Your objective: Set down only what runs from the line containing "Remove iframes" through the last line of the data, exactly as it reads.

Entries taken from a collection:
BEGIN

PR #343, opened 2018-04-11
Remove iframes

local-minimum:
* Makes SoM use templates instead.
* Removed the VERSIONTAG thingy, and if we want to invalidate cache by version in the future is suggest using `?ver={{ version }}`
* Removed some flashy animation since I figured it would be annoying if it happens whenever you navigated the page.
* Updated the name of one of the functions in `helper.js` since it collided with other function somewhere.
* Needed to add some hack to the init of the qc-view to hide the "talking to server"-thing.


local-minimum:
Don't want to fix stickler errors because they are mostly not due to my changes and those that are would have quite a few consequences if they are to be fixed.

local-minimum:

END

Written reply:
Remove iframes

local-minimum:
* Makes SoM use templates instead.
* Removed the VERSIONTAG thingy, and if we want to invalidate cache by version in the future is suggest using `?ver={{ version }}`
* Removed some flashy animation since I figured it would be annoying if it happens whenever you navigated the page.
* Updated the name of one of the functions in `helper.js` since it collided with other function somewhere.
* Needed to add some hack to the init of the qc-view to hide the "talking to server"-thing.


local-minimum:
Don't want to fix stickler errors because they are mostly not due to my changes and those that are would have quite a few consequences if they are to be fixed.

local-minimum:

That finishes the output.